Mon nouveau site, Magie Tantrique Gaïenne, rassemble toutes mes traductions de l’oeuvre de John Lamb Lash.

 

Prélude: Par les Dieux Cachés

Au sein du Devenir demeure la Résonance tel un doux écho vibrant dans le dôme placide de l’Eternité: une singularité envoie un frémissement d’espérance au travers de la mer sombre de la conscience…

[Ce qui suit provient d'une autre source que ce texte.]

PR #518, opened 2024-01-29
Set minimum C++ standard needed to compile Coin

ric-bianchi:
The compilation of the Coin 'master' fails out of the box because the minimum C++ standard is not specified in the CMake configuration, and the old standard is picked by CMake by default (at least on macOS).

This PR adds the minimum C++ standard to CMakeLists.txt. 

That fixes the out-of-the-box build of Coin. 

Tested on macOS 13.5.1 + Xcode 15.1

### DIFF
--- a/CMakeLists.txt
+++ b/CMakeLists.txt
@@ -41,6 +41,12 @@ if(CMAKE_SOURCE_DIR STREQUAL CMAKE_BINARY_DIR)
 endif()
 
 # ############################################################################
+# Set minimum C++ standard needed to compile the Coin code
+# ############################################################################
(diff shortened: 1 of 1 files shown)


VolkerEnderlein:
Thanks for the PR. I just checked with the macos-13 github runner image (macos-latest still defaults to macos-12). It looks like the dependency to boost 1.84 causes coin not to compile with C++ 03 anymore, as boost 1.82 declared support for C++03 deprecated.

VolkerEnderlein:
I am still unsure about merging the PR, as it is only a 3rd party dependency that requires this. So I started a poll on the Coin3D discussions tab https://github.com/orgs/coin3d/discussions/520 . Feel free to vote. Cheers.

luzpaz:
Any progress ?

PR #519, opened 2024-02-10
Fix orthographic autoclipping by allowing negative farDistance

Rexbas:
Replaces #510.  The `SoRenderManagerP::setClippingPlanes` would return if `farval <= 0.0f`. Now it does not return anymore if an orthographic camera is used. This fixes the problem described in #510 in a more simple way.

### DIFF
--- a/src/rendering/SoRenderManagerP.cpp
+++ b/src/rendering/SoRenderManagerP.cpp
@@ -36,6 +36,7 @@
 #include <Inventor/nodes/SoInfo.h>
 #include <Inventor/nodes/SoCamera.h>
 #include <Inventor/nodes/SoPerspectiveCamera.h>
+#include "Inventor/nodes/SoOrthographicCamera.h"
 #include <Inventor/actions/SoGLRenderAction.h>
 #include <Inventor/actions/SoGetBoundingBoxAction.h>
 #include <Inventor/actions/SoGetMatrixAction.h>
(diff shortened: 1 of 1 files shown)


src/rendering/SoRenderManagerP.cpp
```diff
@@ -133,7 +134,12 @@ SoRenderManagerP::setClippingPlanes(void)
   float nearval = -box.getMax()[2];
   float farval = -box.getMin()[2];
 
-  if (farval <= 0.0f) return;
+  if (!camera->isOfType(SoOrthographicCamera::getClassTypeId()) && farval <= 0.0f) return;
+
+  if (box.isEmpty()) {
+    nearval = 0;
```
VolkerEnderlein, line 140: If the box is empty I would set the default value for the nearval which is 1.0

VolkerEnderlein: Thanks for the PR, I run a simple test and it did not show any unwanted effects. After resolving this conversation I am happy to merge the PR.

Rexbas: Thanks, I updated the nearval to 1

VolkerEnderlein:
Thanks for your contribution to Coin development. It is highly appreciated.

luzpaz:
@VolkerEnderlein FreeCAD is coming up on a 1.0 Release milestone (https://blog.freecad.org/2024/08/30/1-0rc1-is-coming-next-week-lets-update-addons/). Is there any chance there can be a coin release beforehand so some of these fixes are available ?

PR #525, opened 2024-05-03
Modern documentation

githubuser0xFFFF:
This pull request adds modern documentation build target based on doxygen-awesome style


VolkerEnderlein:
Thank you Uwe for the hard work you put into modernizing Coin documentation. It is highly appreciated.

githubuser0xFFFF:
Thank you for merging this. How do you distribute the documentation? I looked at the Github actions but could not find a documentation task.

VolkerEnderlein:
There is no task as building the documentation has not been automated until now.

VolkerEnderlein:
I just added the necessary steps to the CI to automatically build and publish the documentation for Coin and Quarter. The links on coin3d.github.io / coin3d.org point now to this awesome documentation.

githubuser0xFFFF:
Thank you for Volker for adding this to CI - great. There is only a minor issue that you I see on mobile devices: If I create the documentation here with doxygen 1.10.0, the hamburger menu is properly working:

grafik

In the documentation that has been compiled by CI with doxygen 1.9.1, the hamburger menu does not work and the menu eats to much screen from screen:

grafik

So if it is possible in CI to use doxygen 1.10.0, then I would recommend to use this. If you do not have the time to do this, then I will look into this.

VolkerEnderlein:
Thanks Uwe, I'll have a look onto the issue tonight.

VolkerEnderlein:
Hi Uwe, I split the workflow into a documentation and a CI part. Then I updated the doxygen version to 1.10.0 but it needed to be compiled from source. Up to now this is done on every push. Do you know if we can cache that artifact and avoid the continuous rebuild of doxygen? Can you check whether the docs work properly on mobile devices? Cheers, Volker

githubuser0xFFFF:
Hi Volker. Documentation looks good now on mobile devices - great. I have no great experience with github workflows and don't know how to cache artifacts - sorry.

Another option is to use Ubuntu 20.04 for documentation build and just use the tarball instead of builder doxygen from source.

PR #533, opened 2024-10-30
Update repology badge(s)

AMDmi3:
coin4 was merged info coin3d in Repology, so two distinct badges are not longer needed


VolkerEnderlein:
Thank you for your contribution to Coin development, it is highly appreciated. Keep up the good work.

PR #541, opened 2024-12-25
Fix macro handling to avoid conflicts with Win32 API headers

### LINKED ISSUE #468: <Inventor/errors/SoDebugErrors.h> leaves macro ERROR defined to an undeclared symbol

kazssym:
Adjust macro definitions to prevent conflicts with Microsoft Win32 API headers by using push and pop macro directives.

Fixes #468

### DIFF
--- a/include/Inventor/errors/SoDebugError.h
+++ b/include/Inventor/errors/SoDebugError.h
@@ -39,7 +39,8 @@
 // Avoid problem with Microsoft Win32 API headers (yes, they actually
 // #define ERROR -- in wingdi.h).
 #if defined(ERROR)
-#define SODEBUGERROR_STORE_ERROR_DEF ERROR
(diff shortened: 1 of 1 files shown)


kazssym:
This PR changes the `SODEBUGERROR_STORE_ERROR_DEF` macro's usage as the marker to pop the definition of `ERROR`. Due to the language spec, it could not be used to restore the original definition at all.

VolkerEnderlein:
Thanks for reworking the prvious PR. Your contribution to Coin development is highly appreciated.

PR #549, opened 2025-02-10
EGL fixes and GLFW example

tritao:
This PR has some EGL fixes, along with changes to support both EGL and GLX simultaneously.

There is now a `COIN_EGL` env var that can be used to control which context to use.

It also introduces a `COIN_BUILD_EXAMPLES` build option, and a new GLFW-based example app.


VolkerEnderlein:
@tritao Thanks for the PR it is highly appreciated. For the broken merge checks I needed to change the CI workflow because one GitHub action was removed. But from the CodeQL workflow I could deduce the correct working of your PR. Thanks again.

Rexbas:
> along with changes to support both EGL and GLX simultaneously.

@tritao, how exactly does this work. If I use `-DCOIN_BUILD_EGL:BOOL=ON -DCOIN_BUILD_GLX:BOOL=ON` then `HAVE_GLX` gets commented out in config.h: `/* #undef HAVE_GLX */`.

It does work when I manually type `#define HAVE_GLX` but when I reload CMake it gets removed again.

Rexbas:
Yes, I was testing with both EGL and GLX for FreeCAD with the idea that if it works, a new version of coin could be released. That way at least all users who don't use NVIDIA proprietary drivers have an option to go use Wayland. Although not by default because then we may get angry NVIDIA users.

PR #550, opened 2025-02-13
More robust EGL display initilization.

tritao:
@VolkerEnderlein Before merging lets wait until folks confirm it fixes the issue.

Based on a patch by @lepalom.

### DIFF
--- a/examples/glfw/glfw.cpp
+++ b/examples/glfw/glfw.cpp
@@ -61,7 +61,6 @@ void exposeCallback(void)
   glEnable(GL_LIGHTING);
 
   sceneManager->render();
-
   glfwSwapBuffers(window);
 }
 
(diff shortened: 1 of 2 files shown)


Rexbas:
I still get this:
`Coin warning in cc_glglue_instance(): Error when setting up the GL context. This can happen if there is no current context, or if the context has been set up incorrectly.`

But now I also get this message. I did not get this previously with the NVIDIA proprietary drivers:
`libEGL warning: egl: failed to create dri2 screen`

I remember that without the NVIDIA proprietary drivers, I also got this message. So I think the PR might be some positive progress.

Also now I get a black FreeCAD instead of white: 
image

Aside from the dri2 screen message, Hello Cone is still the same (no cone).

lepalom:
Anton Gladky solved, at leat for Debian, could you check it?
https://salsa.debian.org/science-team/coin3/-/blob/master/debian/patches/Egl_dust_off2.patch?ref_type=heads
@tritao

heiserhorn:
@lepalom I am running Debian sid with the latest version of coin3 with the patch mentioned above but I have exactly the same problem. I have commented on the debian closed bug which should be reopened.

luzpaz:
soft bump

Mais avant qu’elle ne s’éveille, la singularité est plongée dans le néant, suspendue dans l’éternel moment à la source de tout ce qui fut, qui est et qui sera. Elle y est choyée par les Générateurs, puissances incréées capables d’engendrer des dieux. Ce sont eux, et eux seuls, qui confèrent les potentialités de vie dans toutes les dimensions et qui sustentent l’émanation d’une myriade de mondes.

Les Générateurs sont toujours cachés car ils sont les seuls à susciter les conditions de la révélation de toute chose. Encore plus caché est l’Un, l’Origine, qui est la matrice mystérieuse de ces puissances incréées.

Alors qu’en la myriade de mondes, tant est réalisé par les divinités cachées, le monde de l’humanité en diffère. Par une rare exception, là, sur Terre, la divinité est révélée dans la magnificence. La Nature est, sur Terre, la révélation d’une présence surnaturelle. Comment peut-il en être ainsi? L’histoire de la Terre évoque la divinité révélée à l’humanité par Sophia, une Déesse qui tomba des cieux…

 

Episode 1: une Forme en Rond de Fumée

A la racine du temps, à l’émergence de l’espace, une source inépuisable de ténèbres blanches demeure, s’épand et se dissipe. En son expansion, un vortex s’ouvre et se clôt sur lui-même, se mouvant tout en cohérence. C’est le portail de l’Origine, la forme évidée qui se mue en toutes formes mais qui, cependant, perdure à jamais inchangée: une forme en rond de fumée avec un océan de plasma en son coeur et une membrane qui l’enveloppe, tel un rivage lointain où l’océan se tarit, vague après vague dont les murmures se perdent dans la sérénité de l’éternité. C’est de ce vortex que s’éveille Lila, le jeu divin, l’échange de formes et de néant. Lila est l’extase qui jaillit à chaque instant du Devenir. C’est l’expression de l’amour fondateur et absolu de l’Origine qui tout embrasse.

Dans l’accomplissement de toute chose, les Générateurs ne font rien de plus que de contempler l’Un. Ce rite de contemplation altère la forme en rond de fumée qui devient autre que ce qu’elle est. La forme primordiale se métamorphose en de nombreuses figures et ces figures deviennent événements. Dans une lenteur infinie, elle joue à se modifier en une diversité de variations spiralées: lenticulaires, rayées, déchiquetées, elliptiques, allongées, irrégulières. C’est ainsi que les galaxies émergent et dérivent dans toutes les directions de l’espace, telle la fumée en apesanteur, mais cependant chargées d’une mystérieuse masse. Chaque galaxie est un tourbillon de plasma, d’un noir de charbon, avec des sources de lumière de vie en son coeur. Une galaxie, parmi des milliards, est le foyer d’une myriade de mondes dont une planète familière, la Terre. Cette galaxie qui l’héberge est une spirale lenticulaire à quatre bras, le monde d’Atum.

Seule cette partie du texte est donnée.